### Task data
.....
PR #5730, opened 2026-08-04
PMM-14956 HA alert templates

4nte:
Ticket number: PMM-14956

Feature build: [SUBMODULES-4506](https://github.com/Percona-Lab/pmm-submodules/pull/4506)

## What this adds

PMM Server gets working self-monitoring alert rules on first boot, and a shipped
expression fix reaches existing servers on upgrade. Two parts:

**1. Nine alert templates.** Five covering an HA cluster, four covering PMM's own
components.

| Template | Fires when | Severity | Bundle |
| --- | --- | --- | --- |
| `pmm_ha_no_leader` | No node holds the Raft leader lease | critical | ha |
| `pmm_ha_split_brain` | More than one node claims leadership | critical | ha |
| `pmm_ha_leader_flapping` | Raft term changes more than N times in 10m | warning | ha |
| `pmm_ha_node_unreachable` | Fewer nodes report than `PMM_HA_PEERS` declares | warning | ha |
| `pmm_ha_quorum_at_risk` | Live voters at or below the smallest quorum majority | critical | ha |
| `pmm_victoriametrics_down` | The metrics database stops being scraped | critical | components |
| `pmm_clickhouse_down` | The query-analytics database stops being scraped | critical | components |
| `pmm_grafana_down` | Grafana stops being scraped | critical | components |
| `pmm_qan_api2_down` | qan-api2 stops being scraped | warning | components |

**2. Rules provisioned from those templates automatically**, so nobody has to click
through the UI. pmm-managed renders a Grafana alerting provisioning file into
`/srv/grafana/provisioning/alerting/` and Grafana ingests it at startup. The rules
are read-only in the UI (`provenance: file`) and land in two folders: **PMM High
Availability** and **PMM Server**.

> [!IMPORTANT]
> **Upgrading turns on four PMM Server component alerts for every install**, standalone
> included. Users who already have a contact point configured will start receiving
> them. This is intended, not a side effect - a PMM Server with no self-monitoring is
> the problem being fixed - but it needs a release note. Set
> `PMM_ENABLE_COMPONENT_ALERTS=false` to opt out.

## Configuration

Two environment variables, both defaulting to true, read once at start:

| Variable | Effect |
| --- | --- |
| `PMM_ENABLE_HA_ALERTS` | Provision the five HA rules. No effect unless HA is on |
| `PMM_ENABLE_COMPONENT_ALERTS` | Provision the four PMM component rules |

Both are additionally gated on **Percona Alerting** being enabled, since the rules are
built from Percona alert templates.

## Two deliberate trades, so they are not read as oversights

**Configuration is environment-only, because the hard part is changing it at runtime.**
A runtime toggle would have to solve three problems that an environment variable simply
does not have:

- **Applying it means restarting Grafana.** Grafana reads provisioning only at startup,
  and pmm-managed holds no Grafana credentials to ask for a reload - that permission
  belongs to Grafana Admin, which a service account can never be. On HA the leader's
  Grafana is the one serving the request, so flipping the switch would kill the user's
  own session.
- **The change reaches one node; every node has to act on it.** Each node writes its own
  file and each Grafana reads its own copy, so a follower left behind would silently
  revert the cluster the next time its Grafana restarted. Nothing distributes settings
  between nodes, so closing that gap means polling, which converges in minutes and
  leaves nodes disagreeing meanwhile - the existing Percona Alerting gate behaves exactly
  this way.
- **Every one of those paths needs its own state.** A restart that does not come back
  needs rollback; a failed apply needs a retry record; a leader elected mid-change needs
  to resume work the last one dropped. Three more failure modes to get right, for a
  switch nobody flips twice.

An environment variable removes all three. It can only change by recreating the
container, which restarts Grafana anyway, so the file is read as part of a restart that
was already happening; and every node takes the value from the same place, so there is
nothing to synchronise. What is lost is turning a bundle off without a restart, which is
an install-time decision in practice - and a Grafana silence already quietens a rule
immediately.

**The metric reports what PMM did, not what Grafana holds.** `pmm_alerting_provisioning_info`
carries `state="written"`, not `applied`, and a follower deferring to the leader is
**not** counted as an error. PMM cannot know that Grafana ingested a file, so it does
not claim to; proving it would mean querying Grafana's schema at runtime to establish
something whose failure is already loud, because a Grafana that cannot load its
provisioning does not start.

## Design points worth a reviewer's attention

- **Every node renders and writes; only the leader restarts Grafana.** Alert rules live
  in the Grafana database all nodes share, so one ingestion serves the cluster. A node
  that stopped writing would silently revert the cluster the next time its own Grafana
  restarted, which is why writing is not leader-gated.
- **The datasource UID is never guessed.** Grafana only began deriving it from the
  datasource name in 8.3.4, and PMM shipped older Grafanas until 2.28.0, so servers
  first installed before then store a random one. A wrong UID leaves rules reporting
  healthy while querying nothing, so resolution fails closed: a missing row or absent
  table means a first boot and derives, anything else refuses to render.
- **Rule UIDs are frozen and append-only.** Removing one leaves the rule behind forever
  on every server that ever created it; retiring means moving the UID to
  `retiredRuleUIDs`.
- **A UID is only PMM's while PMM provisions it.** UIDs owned by someone else are
  omitted from both the group and the deletions - claiming one back kills Grafana on a
  provenance mismatch, and deleting one silently destroys a user's rule.
- **A bad provisioning file stops Grafana starting**, which takes the whole UI and API
  down with it. Hence validate-by-reparsing, atomic write, and last-known-good rollback.

## Template expression details

- **`last_over_time(...[2m])` on every query, not a bare selector.** The metrics
  database's own staleness window is longer than the alert needs. Without the bounded
  lookback a departed leader's final sample keeps counting, which delays
  `pmm_ha_no_leader` and can make an ordinary failover look like a split brain. The 2m
  window is deliberately shorter than every `for:`.
- **`max by(node_id)` before aggregating.** Collapses duplicate series for one node, so
  extra scrape labels cannot make a single node count twice and raise a split brain on
  its own.
- **`< bool` / `> bool` rather than a bare comparison.** A bare comparison filters the
  series away and Grafana evaluates the empty result as a label-less NoData instance,
  which breaks alert identity and grouping. The `bool` form keeps one instance carrying
  its labels.
- **`pmm_ha_quorum_at_risk` suppresses itself below three nodes** via
  `and on() (... > 2)`. On one- and two-node clusters the condition is permanently true,
  so it would be noise. `pmm_ha_node_unreachable` covers those sizes.
- **`pmm_ha_node_unreachable` uses `unless` plus an `absent()`-guarded fallback.** A node
  that is down emits nothing, so it cannot be named from a live series. The first term
  names nodes seen in the last 6h but not the last 2m; the fallback catches a node that
  never reported or has been gone longer than 6h, and reports it without a name. The
  guard stops both terms firing for the same node.
- **A node that is down stops emitting `pmm_ha_up` rather than reporting 0.** That is why
  the counting alerts compare against `pmm_ha_expected_nodes` instead of summing a
  health gauge.
- **Nothing is emitted at all when HA is disabled**, which is what keeps the HA templates
  silent on standalone PMM.

## Verification

Unit tests and `-race` green for every touched package; CI-equivalent lint clean; each
commit builds individually.

End to end on a dedicated 3-node kind cluster and on standalone containers:

| Case | Result |
| --- | --- |
| Fresh install, standalone | 4 component rules, `health: ok`, no HA folder |
| Fresh install, HA | 9 rules across both folders, one set for the cluster |
| Both bundles off, either topology | 0 rules, all 9 UIDs listed for deletion |
| Upgrade with a changed template | Live rule carries the new text, no duplicates |
| Steady state | 30-minute soak on both topologies, no rule left Normal, no restart churn |
| Component alert fires | qan-api2 stopped: pending at t+69s, firing at t+360s, recovered |
| Percona Alerting off | Rules removed cluster-wide in 188s (HA), 203s (standalone) |
| Divergent datasource UID | Rendered file follows the database; rules healthy |
| Grafana database unreachable | Fails closed, no file written, previous kept; recovery with **zero** Grafana restarts |
| Corrupt provisioning file | Grafana goes FATAL, PMM repairs the file and starts it unattended |
| A UID squatted by a user rule | Grafana still starts, the other rules provision, the conflict is logged and counted |
| Retiring a rule | UID moves to deletions, rule removed, the rest untouched |

## Documentation

Docs are in percona/pmm#5975, against `doc-3.10.0`, because documentation is released
ahead of the code. It covers the templates and that the rules are provisioned
automatically, both bundles and how to turn them off, the Helm values and the
rolling-upgrade caveat, and the two new environment variables. The two merge together.


theTibi:
@coderabbitai full review

managed/cmd/pmm-managed/main.go
```diff
@@ -1240,6 +1237,31 @@ func main() { //nolint:gocognit,maintidx,cyclop
...
+	seen := make(map[string]struct{})
+
+	for node := range strings.SplitSeq(peers, ",") {
+		node = strings.TrimSpace(node)
+		if node == "" {
+			continue
+		}
+		if _, ok := seen[node]; ok {
+			logrus.Warnf("Ignoring duplicate entry %q in PMM_HA_PEERS.", node)
+			continue
```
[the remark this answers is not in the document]
4nte: Fixed in c66f5e8d0. `parseHAPeers` now takes the `main` logrus entry and logs the peer as a field: `Ignoring duplicate entry in PMM_HA_PEERS. component=main peer=n1`. Verified by running the binary with a duplicate peer list.

documentation/docs/install-pmm/install-HA-clustered.md
```diff
@@ -838,6 +851,12 @@ View detailed role and health information for all PMM nodes in one place.
     - **Follower** status: which nodes are on standby
     - **Health** status: whether each node is responding
 
+### Get alerted about cluster problems
+
+Checking the High Availability page tells you the state of the cluster right now, but it does not notify you when that state changes. PMM ships alert templates that cover the failure modes of an HA cluster: no active leader, split-brain, a flapping leader, an unreachable node, and a quorum at risk.
+
+Like all alert templates, they do not create alert rules on their own: create a rule from each template and point it at a contact point. For the template list, the setup steps and the coverage limitations, see [PMM High Availability templates](../alert/templates_list.md#pmm_ha_alerts).
```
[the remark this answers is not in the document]
4nte: Fixed in c66f5e8d0. The paragraph now says PMM creates and maintains the HA rules, that the only setup is a contact point, and how to turn the rules off with `PMM_ENABLE_HA_ALERTS=false`. Both links resolve in the rendered site.

managed/services/alerting/provisioning.go
```diff
@@ -0,0 +1,662 @@
...
+	previous, changed, err := p.write(content)
+	if err != nil {
+		p.l.Errorf("Failed to write the alert rule provisioning file: %s.", err)
+		p.metrics.recordError(stageWrite)
+		return
+	}
+
+	p.metrics.setRendered(hash, bundles)
+	p.metrics.setWritten(hash)
+	p.retryBackoff = 0
```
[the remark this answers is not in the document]
4nte: Confirmed and fixed in c66f5e8d0 as proposed: the reset moved into the three terminal branches (no-op, successful apply, leader deferral), so consecutive failed applies grow the delay. Covered by `TestProvisionerApplyRetryBacksOff`, which fails on the previous code. Also observed live on a 3-node kind cluster with a Grafana that never became ready: retries followed the failures after 2, 4 and 8 seconds.

managed/services/alerting/provisioning.go
```diff
@@ -0,0 +1,662 @@
...
+	case err == nil:
+		p.applyPending = false
+		p.metrics.setApplyPending(false)
+
+	case errors.Is(err, errDeferredToLeader):
+		// Not a failure and not this node's work to retry: the leader applies, or Grafana reads the
+		// file itself as it starts. Counting this would make every healthy follower look broken.
+		p.applyPending = false
+		p.metrics.setApplyPending(false)
+		p.l.Debugf("Alert rules written; %s.", err)
```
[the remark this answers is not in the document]
4nte: Confirmed, and it was worse than described: in HA `IsLeader` is false on every node during `setup()` because the HA service starts later, so the startup apply deferred on every node, every boot. The rules still usually landed because pmm-managed wrote the file a few seconds before Grafana reached its provisioning phase, which is why the E2E rows passed. The gap opened whenever that write was delayed, for example by the datasource retry.

Fixed in c66f5e8d0, but not by keeping `applyPending` set on deferral: that would report every healthy follower as pending for good and restart Grafana on whichever node becomes leader next, right after a failover. Instead the boot records a debt (`startupApplyOwed`) that the startup reconcile sets and an unchanged file or a successful apply clears. While it is owed, `apply` skips the leader gate and restarts the local Grafana; a starting node serves no traffic, so the restart costs nothing. The debt survives a render that fails at boot, so the retry that finishes the recovery still restarts without waiting for a leader. The tick stays leader-gated, because the leader sees the same shared-state change itself.

Verified on a 3-node kind cluster: a pod booting with changed content restarts its Grafana about 0.2 s after the write with no leader elected, and the rules land in the shared database; unchanged content produces no write and no restart.

managed/utils/dir/dir.go
```diff
@@ -41,6 +41,55 @@ func CreateDataDir(path string, perm os.FileMode) error {
...
+		tmp.Close() //nolint:errcheck,gosec
+		return fmt.Errorf("cannot chmod '%s': %w", path, err)
+	}
+
+	err = tmp.Close()
+	if err != nil {
+		return fmt.Errorf("cannot close '%s': %w", path, err)
+	}
+
+	err = os.Rename(tmpName, path)
```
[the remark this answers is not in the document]
4nte: Fixed in c66f5e8d0. `WriteFileAtomic` now calls `Sync` on the temporary file before closing and renaming it. strace of a real call shows `openat` of the temp file, `fsync`, then `renameat`. The directory is deliberately not synced: a rename lost to a crash leaves the previous, valid file, which is safe here.

managed/services/alerting/provisioning.go
```diff
@@ -0,0 +1,695 @@
...
+	p.l.Infof("Restarting Grafana to apply alert rule changes.")
+
+	err := p.supervisord.RestartSupervisedService(ctx, grafanaProgramName)
+	if err != nil {
+		return fmt.Errorf("failed to restart Grafana: %w", err)
+	}
+
+	err = p.waitForGrafana(ctx)
+	if err != nil {
+		p.rollback(previous)
```
JiriCtvrtka, line 717: Severity: Blocker
Problem: restart loop after a failed apply
Desc: restartGrafana calls p.rollback(previous) when Grafana doesn't come back, then returns an error. The default arm at provisioning.go:427 sets applyPending = true and arms the backoff (datasourceRetryMax = 1 min, provisioning.go:87). The next reconcile renders the same content, write() compares it against the rolled-back file, sees changed = true, and calls apply() again → another restart, another readyTimeout wait, another rollback.

Nothing in the state machine remembers that this content was already rejected, so it repeats at ≤1-minute intervals indefinitely, each cycle taking Grafana (and the whole UI) down for up to the ready timeout. The rollback is the thing that makes it a loop rather than a single failure — without it, the unchanged-file early return at provisioning.go:403 would stop the retries.

Fix: record the hash of the content that failed to come up (p.rejectedHash = hash next to the rollback) and skip apply() in reconcile while hash == p.rejectedHash, clearing it whenever the rendered content changes. The file stays rolled back, the error metric stays set, and Grafana is restarted once per bad revision instead of forever.

managed/services/alerting/provisioning.go
```diff
@@ -0,0 +1,695 @@
...
+// with which to ask for a reload, so restarting Grafana is the only lever there is. It is rarely
+// needed: the file changes only when the configuration or the shipped templates change, and both of
+// those arrive by recreating the container, which restarts Grafana anyway. What is
+// left is the boot where the rendered content changed, and the case where the datasource resolved
+// late.
+func (p *Provisioner) apply(ctx context.Context, trigger provisioningTrigger, previous []byte) error {
+	running := p.supervisord.ProgramState(ctx, grafanaProgramName)
+
+	switch {
+	case running == nil:
```
JiriCtvrtka: Severity: Blocker
Problem: unknown program state silently discharges the apply debt
Desc: apply() returns nil for running == nil. ProgramState (managed/services/supervisord/supervisord.go:179) returns nil not only for EXITED/UNKNOWN but for any supervisorctl status invocation whose output it can't parse into two fields — i.e. a transient command failure. On that nil, the err == nil arm at provisioning.go:410 clears applyPending, startupApplyOwed and retryBackoff, and the metric reports state="written".

A Grafana that is actually running then keeps serving the old rules, and no retry is armed: every later tick renders identical content and returns early at provisioning.go:403 with !changed && !applyPending. The changed rules never reach Grafana until some unrelated restart, and the metrics say everything succeeded.

Fix: return a sentinel (errGrafanaStateUnknown) instead of nil, and give it its own arm in the reconcile switch that keeps applyPending/startupApplyOwed set and calls armRetryLocked() — without recordError(stageApply), so the legitimate first-boot case doesn't look broken.

managed/services/alerting/provisioning.go
4nte: Confirmed, the rollback turns one failure into a loop. Fixed along the lines you suggested, with two changes. Each rendered revision gets 2 tries rather than 1, because a single readiness timeout is often not about the content (a slow host, the Grafana DB briefly unreachable). And only a "Grafana did not come back" failure counts against the revision; a supervisorctl command that fails to run does not. The check runs before the write, so the file Grafana last accepted stays on disk and a later unrelated restart can't bring the bad one back. If Grafana was left FATAL, it gets started on that file. Any change to the rendered content clears the count. Tests: `TestProvisionerStopsOfferingARevisionGrafanaRejects`, `...OffersNewContentAfterGivingUpOnARevision`, `...StartsAGrafanaLeftDownByARevisionItGaveUpOn`, `...ChargesOnlyGrafanaFailuresToTheRevision`, `...RollsBackAStartGrafanaDoesNotSurvive`.

managed/services/alerting/provisioning.go
4nte: Confirmed, a status command that fails to run looks the same as "not configured yet" and cleared the owed apply. I went with a different fix than a sentinel plus retry. On first boot that retry would find Grafana running on its next pass and, with `startupApplyOwed` still set, restart a Grafana that had already read the new file. Instead, when the state is unknown, `apply()` asks Grafana itself. If it answers, it is serving rules it read earlier, so it's treated as running and goes through the normal restart path (leader check included). If it doesn't answer, it hasn't started yet and will read the new file when it does. Test: `TestProvisionerAppliesToAGrafanaThatServesWhileItsStateIsUnknown`.

The one case still not covered is a supervisorctl failure that coincides with a running Grafana failing its health check at that same moment; that needs two independent failures at once, and the next config change or restart applies the rules.

managed/services/alerting/provisioning.go
```diff
@@ -0,0 +1,809 @@
...
+		if p.rejectedApplies >= maxApplyAttemptsPerRevision {
+			// Out of attempts. Stop the fast retry as well: everything it would reach now returns
+			// at the gate above, and only a change to the rendered content can make this worth
+			// trying again. The slow tick keeps checking for that, and for a Grafana left down.
+			p.retryBackoff = 0
+			p.l.Errorf("Giving up on applying these alert rules: Grafana did not come back %d times, "+
+				"and the file it last accepted has been restored. The rules Grafana holds are the "+
+				"previous ones, and PMM will try again once the rendered rules change: %s.", p.rejectedApplies, err)
+			return
+		}
```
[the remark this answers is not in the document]
4nte: Confirmed: giving up cancels the fast retry, so a Grafana left FATAL by the last attempt waited a whole tick although the rolled-back file was already on disk. The give-up branch now calls `recoverGrafanaLocked` before returning, and `TestProvisionerStartsAGrafanaLeftDownByARevisionItGaveUpOn` now requires the start to happen in that same reconcile rather than on a later tick (it fails without the fix).

managed/services/alerting/provisioning_render.go
```diff
@@ -0,0 +1,377 @@
...
+	if err != nil {
+		return provisioningRule{}, fmt.Errorf("failed to fill template labels: %w", err)
+	}
+
+	labels["percona_alerting"] = "1"
+	labels["severity"] = common.Severity(template.Severity).String()
+	labels["template_name"] = template.Name
+	labels[provisionedLabel] = "1"
+
+	for name, value := range labels {
```
JiriCtvrtka, line 222: Severity: Blocker
Desc: $ guard covers labels only; Grafana os.ExpandEnvs annotations too, so every shipped {{ $labels.x }} annotation becomes {{ .x }} and ha_node_unreachable's {{ if $labels.node_id }} collapses to {{ if .node_id }}. Emit $$labels or extend the guard to annotations.

managed/services/alerting/provisioning.go
```diff
@@ -0,0 +1,814 @@
...
+		// previous one, and no other node can see that: the leader renders the same content from
+		// the same shared state and finds its own file unchanged, so it applies nothing. Nor is
+		// anyone leader yet while this node starts. A starting node serves no traffic, so
+		// restarting its Grafana costs nothing, and it is the only way the new rules reach the
+		// cluster before some Grafana happens to restart.
+		if !p.startupApplyOwed && !p.leader.IsLeader() {
+			return fmt.Errorf("%w on %s", errDeferredToLeader, trigger)
+		}
+
+		return p.restartGrafana(ctx, previous)
```
JiriCtvrtka, line 701: Severity: High
Desc: apply() restarts Grafana from supervisord process state without an IsReady check; on first boot this can restart Grafana mid-start, and the 2s retry loop can exhaust maxApplyAttemptsPerRevision leaving no rules file. PLAUSIBLE — needs cold start >2min.

managed/services/alerting/provisioning.go
```diff
@@ -0,0 +1,814 @@
...
+}
+
+// restartGrafana restarts Grafana and waits for it to answer again, restoring the previous file if
+// it does not.
+func (p *Provisioner) restartGrafana(ctx context.Context, previous []byte) error {
+	p.l.Infof("Restarting Grafana to apply alert rule changes.")
+
+	err := p.supervisord.RestartSupervisedService(ctx, grafanaProgramName)
+	if err != nil {
+		return fmt.Errorf("failed to restart Grafana: %w", err)
```
ademidoff, line 712: Severity: High
Problem: a failed `supervisorctl restart` isn't always "a command that would not run"

Grafana runs with `startsecs = 1`, and supervisor 4.2.4 (the pinned version) makes `restart`/`start` exit non-zero when the process dies before it reaches RUNNING. Its output is `ERROR (abnormal termination)` or `spawn error`. Content Grafana can't start from produces exactly that. The corrupt-file row in the description ends in FATAL, and a process only reaches FATAL by dying before `startsecs` on every retry.

On this path:
- the new file stays on disk, because there's no `rollback`
- the revision isn't charged, because the error isn't `errGrafanaNotBack`
- `applyPending` stays set.

As a result, every retry restarts Grafana on the same file, and at boot so does every `setup()` retry (see the `ProvisionAtStartup` comment). Once supervisord marks it FATAL, the retry moves to the start path below, which then loops.

Suggestion: roll back here as well and wrap the error as `errGrafanaNotBack`. Alternatively, after a failed command, read `ProgramState` and treat anything other than running as Grafana not coming back, so that only a genuinely missing `supervisorctl` goes uncharged.

---

managed/services/alerting/provisioning.go
```diff
@@ -0,0 +1,814 @@
...
+		//
+		// Deliberately not leader-gated. The gate exists to elect a single actor for a disruptive
+		// action across nodes sharing one database; a dead Grafana serves nobody, so there is no
+		// blast radius to contain, and at startup no node is leader yet.
+		p.l.Warnf("Grafana is down and supervisord will not restart it; starting it to apply the alert rules.")
+		err := p.startGrafana(ctx)
+		if err != nil {
+			// Same reasoning as the restart below: a Grafana that will not start on this file has
+			// to be left the one it last accepted, or it can never come up again.
+			p.rollback(previous)
```
ademidoff, line 678: Severity: High
Problem: a start failure is rolled back but not charged, and Grafana is never started on the restored file

This has the same root cause as the restart path, but here the loop has no exit:
1. `StartSupervisedService` fails because Grafana died within `startsecs`.
2. The file is rolled back, but nothing starts Grafana on the restored file.
3. `rejectedHash` was never set, so the next retry renders the same content and writes it again, since it differs from the rolled-back file.
4. The retry finds Grafana FATAL, starts it on the bad file, and fails again.

The budget never runs out, so `recoverGrafanaLocked` is never reached and the UI stays down indefinitely. `TestProvisionerChargesOnlyGrafanaFailuresToTheRevision` currently pins this behaviour. The mock returns an error from `StartSupervisedService` and asserts `rejectedApplies == 0`.

Charging this failure would let the gate plus `recoverGrafanaLocked` close the loop. So would starting Grafana on the restored file right after the rollback.

---

managed/cmd/pmm-managed/main.go
```diff
@@ -581,6 +582,15 @@ func setup(ctx context.Context, deps *setupDeps) bool {
...
 	}
 
+	// Runs after UpdateSettingsFromEnv above, which has already written grafana.ini and started
+	// Grafana, so the rules are usually applied by restarting it rather than by being in place
+	// first. Moving this earlier would avoid that restart but would read the settings before the
+	// environment has been applied to them, so the Percona Alerting gate could see a stale value.
+	// Never fails setup: this is retried every couple of seconds until it succeeds, and a permanent
+	// failure here would mean Grafana was never started at all.
+	deps.l.Infof("Provisioning built-in alert rules...")
+	deps.provisioner.ProvisionAtStartup(ctx)
```
ademidoff, line 592: Severity: Medium
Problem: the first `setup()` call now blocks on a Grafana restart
.....
### Exercise directions
Scan the records above for the lines holding "metric reports what" and "first installed before". Transcribe those two and every line between them word for word, and no others.

### Exercise output
**The metric reports what PMM did, not what Grafana holds.** `pmm_alerting_provisioning_info`
carries `state="written"`, not `applied`, and a follower deferring to the leader is
**not** counted as an error. PMM cannot know that Grafana ingested a file, so it does
not claim to; proving it would mean querying Grafana's schema at runtime to establish
something whose failure is already loud, because a Grafana that cannot load its
provisioning does not start.

## Design points worth a reviewer's attention

- **Every node renders and writes; only the leader restarts Grafana.** Alert rules live
  in the Grafana database all nodes share, so one ingestion serves the cluster. A node
  that stopped writing would silently revert the cluster the next time its own Grafana
  restarted, which is why writing is not leader-gated.
- **The datasource UID is never guessed.** Grafana only began deriving it from the
  datasource name in 8.3.4, and PMM shipped older Grafanas until 2.28.0, so servers
  first installed before then store a random one. A wrong UID leaves rules reporting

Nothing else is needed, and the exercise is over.